From the Journals

Topical fluorouracil reduces risk for surgery for SCC

 

Key clinical point: Treatment with topical fluorouracil for 2-4 weeks significantly reduced the risk of squamous cell carcinoma in a high-risk population.

Major finding: After a year of treatment, topical fluorouracil reduced the risk of SCC that would need surgery by 75% compared with a placebo.

Data source: A randomized trial of 932 veterans, most of whom were male, at high risk for keratinocyte carcinoma.

Disclosures: Lead author Martin Weinstock, MD, has served as a consultant to AbbVie, Castle, and Celgene. Another author disclosed having received grant support from Pfizer for an independent research grant. The remaining 23 authors had no disclosures. The study was partly funded by the U.S. Department of Veterans Affairs.

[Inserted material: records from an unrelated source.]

PR #4195, opened 2026-07-30
[compute_ops] Reverse-RMSNorm as a whole-op virtual; retire the Layer's raw CL call

jijoongmoon:
Refactors the OpenCL reverse-RMSNorm GPU path into the conforming **whole-op** shape, and retires the
Layer's raw kernel call.

The port this replaces violated the op-table contract three ways: the Layer body called the raw kernel
wrapper `rms_reverse_norm_cl_fp16` directly from inside `incremental_forwarding`; the call sat behind a
**silent** four-way `isSVM()` fall-through (if any predicate was false, control fell through with no log
and no throw into a host FP32-temp block — a hidden host bounce installed on the very path whose hidden
host bounce was the original defect); and it grew the installed `blas_kernels.h` ABI by one raw symbol.

**Motion, not modification** — old code moves to a new home, point by point:
- the `+81`-line wrapper moves **token-identical** (whitespace-normalised diff empty) out of
  `blas_kernels.cpp` into a new `nntrainer/tensor/cl_operations/rms_reverse_norm_cl_op.cpp`, anonymous
  namespace: same kernel, same argument binding, same launch geometry. `blas_kernels.{cpp,h}` return to
  their pre-port blobs **byte-identical**, so the raw symbol leaves the installed ABI and the new header
  is deliberately not in the installed CL header list.
- the Layer's four-way SVM predicate becomes a **named reject** per leg in the whole-op, in the same
  short-circuit order — so the silent fall-through becomes a reportable reason.
- a `ComputeOps::rms_reverse_norm` virtual with an `NI()` default; `CpuComputeOps` overrides it with the
  existing host body moved verbatim; the Layer body collapses to one `getOps()->rms_reverse_norm(...)`
  call. Because the CL ops class derives from the base (not from the CPU class), a tensor that misses
  the SVM contract now **throws** instead of silently bouncing — the hidden-host-bounce defect
  dissolves structurally rather than being patched.

Depends-on: #4193, #4103

**Merge-order note:** land **after** the CL install-list correction (#4103), which is what makes the
`blas_kernels.h` ABI restoration meaningful — the two changes move that header in the same direction and
sequencing them the other way re-adds a raw symbol that #4103 removes.

## Its own measured claim, kept separate from the parent rung's

The defect this pays down was not cosmetic. The per-layer-embedding model's blank output was a **host island
between two GPU ops reading an undrained SVM shadow**: the capture showed a uniform `-0` plane at
`layer0_ple_post_norm` where the reference had `-0.881..1.26`. With the op on the device path the OpenCL lane
matches the reference **token for token**, at **444 prefill / 20.9 decode TPS against the reference's
500 / 20.8** — i.e. the correctness fix costs nothing measurable on the decode side and is within the
prefill band of a different implementation of the same kernel.

**Three-axis note.** Structure: **+++** (a raw symbol leaves the installed ABI, a silent fall-through becomes
a named reject, the Layer body collapses to one call). Performance: **0 by construction** — same kernel, same
launch geometry, one virtual call per whole op. Memory: **0**. The GPU-contribution-checklist grep for raw
`*_cl` calls in app/layer bodies moves 50 lines / 10 files → **49 / 9**.

**Cross-backend gap, named:** #4209 adds a genuine **CUDA device override** for this same
`ComputeOps::rms_reverse_norm` virtual. Until then `CudaComputeOps` inherits the identical host body from
`CpuComputeOps` — which is why this refactor needs no CUDA edit at all, and why no reviewer should read the
missing CUDA override as an oversight.

**Diagnostic-only residual, disclosed:** with `NNTR_GPU_SVM_POOL=0` **and** the full GPU flag set, the
whole-op emits its named reject (as designed) and the run then dies with `CL_OUT_OF_RESOURCES` — a
combination no normal path uses (the SVM pool is on by default on the gpu engine). It is a diagnostic
configuration, not a supported one; the named reject is what makes it visible at all rather than a silent
degradation.

**New in this rung:** the whole-op refactor plus the two commits it rests on in this branch.

**Not included:** the CUDA override for this op (later rung), and the private model that consumes this
layer — the *layer* is upstream, only the model is not.

**Validated:** fp16 + OpenCL build clean; the moved wrapper is token-identical, so the GPU numeric path
is unchanged by construction, and the host path is the same body relocated. The behavioural change is
strictly that a missing SVM contract now throws instead of silently degrading.

---

**Merge button: "Rebase and merge" — please do not squash.** The wrapper move, the
`blas_kernels.{cpp,h}` ABI restoration and the virtual's introduction are separate revert handles, and the
token-identical move is only verifiable as a move while it stays its own commit.

Depends-on: #4193, #4103


jijoongmoon:
Consolidated into #4201.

Source: Weinstock, M et al. JAMA Dermatol. 2017 Jan 3; doi:10.1001/jamadermatol.2017.3631


 

FROM JAMA DERMATOLOGY

Daily application of topical fluorouracil for 4 weeks reduced the risk of developing squamous cell cancer (SCC) requiring surgery by 75% in a population of high-risk older adults.

The findings were published online Jan. 3 in JAMA Dermatology.

Dr. Martin A. Weinstock of Providence (R.I.) Veterans Affairs Medical Center

Dr. Martin A. Weinstock

In the Veterans Affairs Keratinocyte Carcinoma Chemoprevention Trial, researchers recruited patients at 12 Veterans Affairs medical centers who had a history of at least two keratinocyte carcinomas during the past 5 years. Participants were randomized to apply a 5% topical fluorouracil cream or a control cream to the face and ears twice daily for 4 weeks. The median age of the patients was 70 years and 98% were male.

Overall, 299 of the 932 participants developed a basal cell carcinoma and 108 developed an SCC over 4 years of follow-up (the median follow-up was 2.8 years). During the 4-year follow-up, no effect was seen on SCC or BCC.

But during the first year, significantly fewer participants in the fluorouracil group than in the control group developed an SCC (5 vs. 20), representing a 75% reduction in the risk of SCCs needing surgery (P = .002).

The number of participants who developed a BCC during the study period was not significantly different between the treatment and control groups (45 vs. 50). During the first year, the BCC risk was reduced by 11%, but it was not statistically significant.

Most patients in the treated group experienced erythema in the first 2 weeks, and more than half described adverse effects of treatment as severe (21%) or moderate (40%). But almost 90% said they would be willing to be treated again if the treatment was shown to reduce the risk of developing skin cancers, the authors wrote.

The study was limited by several factors including the potential unblinding of participants because of side effects and by the homogenous study population, the researchers noted. However, the results suggest the potential value of proactive topical treatment to reduce the need for surgery, they said. “It is reasonable at this point to consider the use of a standard and perhaps annual course of topical fluorouracil, 5%, to the face and ears for the reduction of SCC risk in high-risk populations, and potentially for a reduction in need for Mohs surgery; more detailed study could define precisely the groups that would most benefit,” they wrote.

Lead author Dr. Weinstock is employed by the dermatology practice affiliated with Brown University and is director of the dermatoepidemiology division at Brown. He disclosed serving as a consultant to AbbVie, Castle, and Celgene. Another author disclosed having received grant support from Pfizer for an independent research grant. The remaining 23 authors had no disclosures. The study was partly funded by the U.S. Department of Veterans Affairs.